PR #252, opened 2020-07-03
Make Interface.Inside an interface type

forfuncsake:
This commit updates the Interface.Inside type to be a new interface
type instead of a *Tun. This will allow for an inside interface
that does not use a tun device, such as a single-binary client that
can run without elevated privileges.

### DIFF
--- a/interface.go
+++ b/interface.go
@@ -2,6 +2,8 @@ package nebula
 
 import (
 	"errors"
+	"io"
+	"net"
 	"os"
 	"time"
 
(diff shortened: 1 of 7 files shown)


wadey:
Ah, correction, there is another one that matters:

- https://github.com/slackhq/nebula/blob/4756c9613dbe175de60d46e76b5c106a03381b02/interface.go#L147

But, I still think one spot changing from struct -> interface on the hot path should be okay.

Issue #172, opened 2020-01-21
Request: Create a "snap" for easy installation on various Linux platforms.


jrop:
Packaging nebula up into a Snap would allow users to install it via the following command on various linux distros:

`snap install --classic nebula`

An intro on packaging up a Go application into a "snap" can be found here:

https://snapcraft.io/first-snap#go

ArmoredBlood:
I'm looking into it. I have a product usecase that requires nebula be in a snap package. No guarantee on when it'll be done as it's my first snap, but I'm actively working on it

jrop:
Yeah, I wanted to look into it as well, but other time commitments take precedence.

jwallden:
I did some testing yesterday and with classic confinement there is absolutely no problems in getting this up and running. However, for getting the Nebula interface up and running you only need the network and network-control plugs so maybe its better to go the strict confinement route. That presents some challenges on where to store the created ca certs (and others) during creation but with the personal-files plug we can get around that to.

jwallden:
I have pushed a working snap to the snap store and are awaiting review and the grant to autoconnect network-control and the use of system-files. [Here is the link to the request over att Snapcraft](https://forum.snapcraft.io/t/request-for-auto-connect-of-network-control-and-the-use-of-plug-system-files-for-snap-nebula/15648)

I have published this snap under the name nebula. I'm of course happy to transfer ownership of this snap. Probably cleaner to have it published by SlackHQ. Anyhow, here is the link to the snap in its current state: https://github.com/jwallden/nebula-snap

jwallden:
Just want to let you know that with some minor changes the snap is now available in the Snapstore. Still haven't got approval for the autoconnect so have to do that manually for now.
I'd appreciate if someone could test it and let me know if any issues arise.

nbrownus:
Closing, please re-open #257 if there is still a desire to transfer the snap package.

Issue #101, opened 2019-12-17
Packaging


hugglesfox:
It would be great if Nebula provided deb and rpm packages to simplify the install and upgrade process.

SaigyoujiYuyuko233:
agree! :) but the installation is simple. It just is a simple runnable file.

coderobe:
These should ideally be provided by downstream packagers of the relevant ecosystems to prevent incompatibilities and ensure distribution-local packaging standards - [NixOS](https://github.com/NixOS/nixpkgs/blob/master/pkgs/tools/networking/nebula/default.nix) and [Arch Linux](https://www.archlinux.org/packages/community/x86_64/nebula/) are already doing that.
Consider bringing it up to the package maintainer(s) of the relevant distributions

rawdigits:
I brought this in a comment on one of the arstechnica articles about nebula as well. We'd definitely prefer if other folks who enjoy using nebula might take up the task of packaging it for various distros/platforms, as @coderobe has done for Arch.

https://arstechnica.com/gadgets/2019/12/how-to-set-up-your-own-nebula-mesh-vpn-step-by-step/?comments=1&post=38425931

toonsevrin:
I'll write a snapcraft package, hopefully this can then be CDed with the [slack publisher](https://snapcraft.io/slack).

hlovdal:
I have created  [rpm packages for my own usage](https://github.com/hlovdal/nebula-overlay-networking) that I have used on all my Fedora/Centos machines for a couple of months now. With those it is only install package, edit configuration file and then start and enable service.

(Now my package is "cheating" in the build process by just pulling the release binaries from this repository, which is why I have not made any pull requests yet.)

But related to this, I think just `nebula` is a very poor package name since

1. It is not very descriptive.
2. There exists other existing packages already named [nebula](https://rpmfind.net/linux/RPM/fedora/34/x86_64/n/nebula-0.2.3-24.fc34.x86_64.html).

I chose to name the package `nebula-overlay-networking` to avoid these issues.

Now that there exists a [pull request for a Debian package](https://github.com/slackhq/nebula/pull/514) I think it would be good to have a discussion on package name to avoid unnecessary naming fragmentation (like for example [`kdeconnect-kde`, `kdeconnect-plasma`, `kdeconnect` or `kde-connect`](https://invent.kde.org/network/kdeconnect-kde#on-linux)).

Any maintainer opinions on package names?

hlovdal:
[...]

PR #257, opened 2020-07-08
Snap package

jwallden:
This is work to build Nebula as a snap package with reference to #172 
This snap is already published on https://snapcraft.io/nebula and if there is interest I'm happy to transfer ownership of that to the Nebula project


jwallden:
Oh, and the files are available in https://github.com/jwallden/nebula-snap/
I put the README in snap/local for this pull request.

toonsevrin:
Hooray! Also solves #101

toonsevrin:
One more thing: Perhaps it would be nice to add the following to the Readme:


## Install without any confinement
Run the following command to install Nebula without any confinement.
```shell
sudo snap install nebula --devmode
```

jwallden:
Good idea. I'll add it.

toonsevrin:
Dang, I keep bugging you here but is there any reason why you are using `SNAP_COMMON` instead of `SNAP_USER_COMMON`? The latter would allow you to run without sudo I think! :tada:

jwallden:
It's fine! Glad to have the conversation.

The SNAP_USER_COMMON is not restored on a snap refresh. This means, at least as I understand it, that e g the keys and config used in Nebula would get deleted when the package is updated.
See here: https://snapcraft.io/docs/environment-variables

However, when I look at it now it seems that SNAP_COMMON is also not backed up and restored. So actually I'm not sure why I chose SNAP_USER_COMMON. It is a while since I did this but from what I recall, back when I tested things SNAP_COMMON seemed lik a better option.

Now, In the big scheme of things I'm not really sure that it would matter with regards to running it with sudo. I think that since we're using network-control sudo would be required anyway.

toonsevrin:
@jwallden :)) what the documentation says about both SNAP_COMMON and SNAP_USER_COMMON is that the data is shared accross all versions of your snap. This means if you upgrade or downgrade, you actually retain your data, while with SNAP_DATA, it is lost. There you go!

And true, all though all the side-utilities (signing, keygen...) would work without sudo, which is somewhat nice.

jwallden:
Unclear if it's considered actively or not. I haven't got any reaction from Nebula mainainers whatsoever :)

nbrownus:
@jwallden we have been very hesitant to handle packaging in this repo, we did add docker support though so I could see adding snap to our release pipeline if you are still interested.

Closing for now, please re-open if you are still interested.

PR #258, opened 2020-07-10
Fix localOnly inversion; some idiomatic adjustments

forfuncsake:
Just a few things that stood out to be while I was sneaking a look at your branch.
There is one legit bug (`!localOnly`)

### DIFF
--- a/control.go
+++ b/control.go
@@ -16,7 +16,7 @@ type Control struct {
 }
 
 type ControlHostInfo struct {
-	VpnIP          net.IP                  `json:"vpnIp"`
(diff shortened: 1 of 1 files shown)


control.go
```diff
@@ -16,7 +16,7 @@ type Control struct {
 }
 
 type ControlHostInfo struct {
```
forfuncsake, line 18: The pointer type fields in this struct look risky to me, particularly `MessageCounter` and `CurentRemote` which appear to return the pointer to the nebula-internal values, therefore allowing modification.

nbrownus:
I'll be incorporating a few of these changes shortly, thanks for looking!

PR #260, opened 2020-07-27
Experiment: Modular functionality using go plugins

forfuncsake:
The commits in this PR are a first attempt at an experimental plugin framework along with a reference implementation of a basic configurable plugin to send/receive packets.

### DIFF
--- a/plugin/echo/main.go
+++ b/plugin/echo/main.go
@@ -1,0 +1,91 @@
+package main
+
+import (
+	"encoding/binary"
+	"fmt"
+	"net"
+	"time"
+)
+
+// P is the export required by the nebula plugin interface.
+var P = Echo{}
+
+// Echo provides the implementation of a Nebula Message Plugin interface that will echo
+// a payload to a remote nebula nodes log.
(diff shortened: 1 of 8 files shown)


plugin/echo/main.go
```diff
@@ -0,0 +1,91 @@
...
+	payload string
+	period  time.Duration
+}
+
+// Name returns the name of this plugin.
+func (e *Echo) Name() string {
+	return "echo"
+}
+
+// Configure accpets a config map that will be used to define the behaviour of the plugin.
```
forfuncsake, line 26:
```suggestion
// Configure accepts a config map that will be used to define the behaviour of the plugin.
```

forfuncsake:
For posterity, there were offline discussions about this experiment with the final resolution being that allowing arbitrary code execution via plugins created security risks that were going to be difficult to mitigate.
The preferred option for in-process custom payload handling was to enable nebula to be imported as a package with hooks available to send and receive those payloads.

That experiment is now being tracked in #310.

PR #261, opened 2020-07-28
add inside/outside hot path benchmarks

wadey:
These tests will be a bit relative, but can be used to compare the
results before and after a PR. We can also verify that no allocations
are introduced on the hot path, perhaps in a GitHub actions check.

    BenchmarkInsideHotPath/AESGCM-4         	  406822	      2879 ns/op	 521.06 MB/s	       1 B/op	       0 allocs/op
    BenchmarkInsideHotPath/ChaChaPoly-4     	  368092	      3278 ns/op	 457.61 MB/s	       1 B/op	       0 allocs/op
    BenchmarkOutsideHotPath/AESGCM-4        	 1723149	       718 ns/op	2090.07 MB/s	       0 B/op	       0 allocs/op
    BenchmarkOutsideHotPath/ChaChaPoly-4    	 1000000	      1108 ns/op	1354.02 MB/s	       0 B/op	       0 allocs/op

Because Interface.outside is not an interface, we have to actually
create a udp socket to write outgoing packets to in BenchmarkInside, so
the results look slower as they involve the kernel write path while
BenchmarkOutside is fully contained.

But we could use this benchmark to compare the results before and after
changing Interface.outside to an interface, as an example.

### DIFF
--- a/inside_test.go
+++ b/inside_test.go
@@ -1,0 +1,132 @@
+package nebula
+
+import (
+	"crypto/rand"
+	"encoding/hex"
+	"fmt"
+	"net"
+	"testing"
+	"time"
+
+	"github.com/flynn/noise"
+	"github.com/sirupsen/logrus"
+	"github.com/slackhq/nebula/cert"
+	"github.com/stretchr/testify/require"
+	"golang.org/x/sys/unix"
+)
+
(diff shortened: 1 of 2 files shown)


nbrownus:
Closing this since #739 covers the same bits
━━━━━━━━
== The task ==
Your task is to restate, word for word, only those lines above that fall between the line holding "However, when I" and the line holding "There is one", inclusive.

== Expected output ==
However, when I look at it now it seems that SNAP_COMMON is also not backed up and restored. So actually I'm not sure why I chose SNAP_USER_COMMON. It is a while since I did this but from what I recall, back when I tested things SNAP_COMMON seemed lik a better option.

Now, In the big scheme of things I'm not really sure that it would matter with regards to running it with sudo. I think that since we're using network-control sudo would be required anyway.

toonsevrin:
@jwallden :)) what the documentation says about both SNAP_COMMON and SNAP_USER_COMMON is that the data is shared accross all versions of your snap. This means if you upgrade or downgrade, you actually retain your data, while with SNAP_DATA, it is lost. There you go!

And true, all though all the side-utilities (signing, keygen...) would work without sudo, which is somewhat nice.

jwallden:
Unclear if it's considered actively or not. I haven't got any reaction from Nebula mainainers whatsoever :)

nbrownus:
@jwallden we have been very hesitant to handle packaging in this repo, we did add docker support though so I could see adding snap to our release pipeline if you are still interested.

Closing for now, please re-open if you are still interested.

PR #258, opened 2020-07-10
Fix localOnly inversion; some idiomatic adjustments

forfuncsake:
Just a few things that stood out to be while I was sneaking a look at your branch.
There is one legit bug (`!localOnly`)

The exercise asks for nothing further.